In June 2023, Martinez filed a civil action in the Berks County Court of Common
Pleas against the Pennsylvania Department of Transportation (“PennDOT”) and the
Laureldale Police Department. The operative amended complaint alleged that the
defendants, in connection with a March 2023 traffic stop, violated Martinez’s rights
under “the 4th, 5th, 7th, 8th, 9th, [and] 14th Amendments of the U.S. Constitution, The
Due Process Clause, and Equal protection of the laws.” D.Ct. ECF No. 1-3 at 2. In
addition to monetary damages under 42 U.S.C. § 1983, Martinez sought declaratory relief
and to strike the judgment of the state magistrate judge relating to his traffic citations.

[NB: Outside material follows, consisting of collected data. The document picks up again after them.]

PR #945, opened 2021-03-22
ETCM-286: fixed some rpc test issues

grale88:
# Description

Part of fixes introduced for Mantis RPC tests

Changed test assertions when requesting future/non-existing blocks. Updated patch script to bring config and keystore files to appropriate mantis client path. Lowered web3j lib to be able to run tests from Intellij (transient dependency issue with Kamon)

# Testing
Follow existing README guide

### DIFF
--- a/project/Dependencies.scala
+++ b/project/Dependencies.scala
@@ -113,7 +113,7 @@ object Dependencies {
     "org.scala-lang.modules" %% "scala-parser-combinators" % "1.1.2",
     "org.scala-sbt.ipcsocket" % "ipcsocket" % "1.1.0",
     "org.xerial.snappy" % "snappy-java" % "1.1.7.7",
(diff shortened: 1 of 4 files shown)


bsuieric:
only some tests were fixed? I have some that are failing. Can we exclude the transitive dependency with sbt intransitive, just a thought

grale88:
@bsuieric 
The last one tagged with PrivNetNoMining is failing as the state gets modified by some of the previously executed test and when calling for transaction count with pending block an error is returned.

With intransitive I suppose I would have to specify all other dependencies explicitly. But what is also the issue is that the API of that particular transitive lib is changed.

bsuieric (approved):

leo-bogastry (approved):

The Laureldale Police Department, with the consent of PennDOT, removed the
action to federal court, after which both defendants moved to dismiss. Martinez did not
respond to the motions to dismiss. Instead, he filed a motion to remand arguing, inter
alia, that the removal was untimely and that the District Court lacked subject matter
jurisdiction because his action arose under state law. Martinez also argued that remand
was required because the notice of removal failed to include “a complete record … of all
pleadings, and court orders in the case” as required by 28 U.S.C. § 1446(a). D.Ct. ECF
No. 9 at 4; 28 U.S.C. § 1446(a) (requiring the filing of “a copy of all process, pleadings,
and orders served upon such defendant or defendants in such action”). The Laureldale
2 Police Department, as the removing party, filed a response in opposition to the motion to
remand, but only after being ordered to do so by the District Court.
The District Court denied the motion to remand, concluding that subject matter
jurisdiction was proper, and that removal was timely. It did not address Martinez’s
assertion that the notice of removal failed to comply with § 1446(a). The District Court
also granted the defendants’ motions to dismiss, dismissing the claims against PennDOT
with prejudice. The claims against the Laureldale Police Department were dismissed in
part without prejudice, and Martinez was given an opportunity to file an amended
complaint. He was warned that the failure to do so by a specific date would result in the
dismissal of all claims with prejudice.
Martinez never filed an amended complaint. Instead, he filed a motion to void or
vacate the judgment pursuant to Rule 60(b), reiterating his previously advanced
arguments regarding remand. He further asserted that the District Court abused its
discretion and violated Federal Rule of Civil Procedure 6(b) 1 and Local Rule 7.1 by sua
sponte ordering the Laureldale Police Department to respond to the motion to remand
after they failed to do so. The District Court denied the motion.
Martinez appeals both the judgment of the District Court denying his motion for
remand and dismissing his civil action and the denial of his Rule 60(b) motion. He
asserts that the District Court erred in denying remand because there is no federal
1 Martinez actually references Rule 7(b), but it is Rule 6(b) that governs extensions of time. 3 question jurisdiction over his claims, and because the notice of removal was both
untimely and failed to include a copy of all process and pleadings filed in the state court.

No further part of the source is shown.